O terceiro desafio é atualizar os sistemas de monitorização. As equipas de operações necessitam de novas métricas relacionadas com restrições de acesso para identificar se os problemas advêm da preparação de dados, conflitos de agendamento ou limitações do motor de execução. Sem monitorização adaptada, o valor do mecanismo não é totalmente realizado. Para a Node Upgrade Preparation Checklist, os registos BAL e taxas de rollback de conflito devem integrar os critérios de aceitação. No contexto da Comparação Glamsterdam vs. Dencun/Fusaka, estes desafios constituem riscos específicos de alterações estruturais e não se resolvem apenas com experiência em upgrades de capacidade.
O BAL (EIP-7928) torna explícitas as relações de acesso ao estado, estrutura a deteção de conflitos e transfere o agendamento de uma lógica reativa para um planeamento verificável. Embora não determine, por si só, o sucesso da atualização, é fundamental para a execução paralela estável e constitui o mecanismo central de restrição na camada de execução Glamsterdam.
Não. O BAL é a camada de restrição pré-requisito para execução paralela, servindo de base para a deteção de conflitos. A execução paralela depende também da implementação do cliente e das estratégias de agendamento.
Ao tornar explícitas as relações de acesso ao estado com antecedência, os clientes podem preparar dados e agrupar tarefas mais cedo, reduzindo rollbacks de conflitos em tempo de execução e melhorando a estabilidade do processo.
O ePBS define os limites de colaboração na produção de blocos, enquanto o BAL estabelece os limites das restrições de execução. Cada mecanismo opera numa camada distinta e ambos são complementares em Glamsterdam.
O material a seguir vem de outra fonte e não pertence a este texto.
PR #1067, opened 2026-07-24
feat: hotkey for subtitle offset

lexaproblem:
## Pull Request Description

Adds hotkeys to offset subtitles forwards and backwards in time in increments of 250ms. The new hotkeys are left control + left/right arrow key. Adds an indicator to display how much the subtitles are offset in ms in the video player as well. The functionality appears to be somewhat buggy on the web client.

TODO?: Localization in video_player_settings.dart is currently just written in english, but I don't think it really matters that much as there's no way to display that text (as far as im aware)

## Issue Being Fixed

Resolves #670

## Tested On

- [ ] Android
- [ ] Android TV
- [ ] iOS
- [ ] Linux
- [x] Windows
- [ ] macOS
- [x] Web

## Checklist


lib/models/settings/video_player_settings.dart
```diff
@@ -63,6 +65,8 @@ enum VideoHotKeys {
       VideoHotKeys.takeScreenshot => context.localized.takeScreenshot,
       VideoHotKeys.takeScreenshotClean => context.localized.takeScreenshotClean,
       VideoHotKeys.toggleSubtitles => context.localized.toggleSubtitles,
+      VideoHotKeys.subtitleOffsetBackward => 'Subtitle backward',
```
PartyDonut, line 68: These should be localized in the app_en.arb base translations file.

lib/screens/video_player/components/video_player_subtitle_offset_indicator.dart
```diff
@@ -0,0 +1,79 @@
...
+        ),
+      ),
+    );
+  }
+}
+
+String _subtitleDelayLabel(Duration offset) {
+  final absMilliseconds = offset.inMilliseconds.abs();
+  final sign = offset.inMilliseconds >= 0 ? '+' : '-';
+  return 'Subtitle $sign${absMilliseconds}ms';
```
PartyDonut, line 78: Should also be translated

lib/screens/video_player/video_player_controls.dart
```diff
@@ -1000,6 +1002,8 @@ class _DesktopControlsState extends ConsumerState<DesktopControls> {
     final mediaSegments = ref.read(playBackModel.select((value) => value?.mediaSegments));
     final position = ref.read(mediaPlaybackProvider).position;
     final playing = ref.read(mediaPlaybackProvider.select((value) => value.playing));
+    final subtitlesEnabled = ref.read(playBackModel)?.mediaStreams?.defaultSubStreamIndex != null &&
```
PartyDonut, line 1005: We could just show the subtitle offset always, not sure we have to hide it if nothing is selected.

PartyDonut (changes requested):
Looks good to me thanks for helping out.

Left some small requests.

Currently the offset is remembered even when stopping/starting playback. This should probably be reset after the video is done playing?

lib/screens/video_player/video_player_controls.dart
alex-rans: I did it like this because thats the default behavior in VLC and Stremio

theodugautier:
@alex-rans  Thanks so much for the feature :) it's the only thing I'm really missing, and it makes the interface unusable for certain movies and series

PR #1075, opened 2026-08-01
fix: Persist subtitle font weight across app restarts

### LINKED ISSUE #1072: Subtitle customization setting resets on every startup
### Description

When I change the subtitle font from Normal to Bold, it works during that session, but as soon as I close the app and open again, the subtitle goes back to Normal font weight. Every time I open the app I have to go to subtitle style settings and set it back to Bold. Every other setting seems to be saving normally, just the font weight has this issue.

I tested both 0.10.3 (latest release) and 0.10.3 nightly from 2026-07-29. Also tested both Android TV 12, Android TV 14 and Android 14 (phone). The issue happens and is reproduceable on all mentioned scenarios.

Edit: Updated the Jellyfin Server to latest stable version (10.11.11) and the issue remains the same.

This is the most complete Jellyfin client I've found for my Android TV, thanks for making it happen. Besides some QoL stuff, this is the only thing really making it hard to totally replace the original client.

### Reproduction steps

Rever padrões de acesso ao estado e percursos de transações de alta frequência, reforçar os testes de comportamento de execução antes e após a atualização e atualizar a monitorização de desempenho e thresholds de alerta, evitando pressupostos ultrapassados.
Não. O BAL proporciona deteção de conflitos e entradas para agendamento, mas transações com muitos conflitos continuam a ser processadas em série. O grau de paralelismo depende dos padrões de acesso, implementação do cliente e características da carga da rede.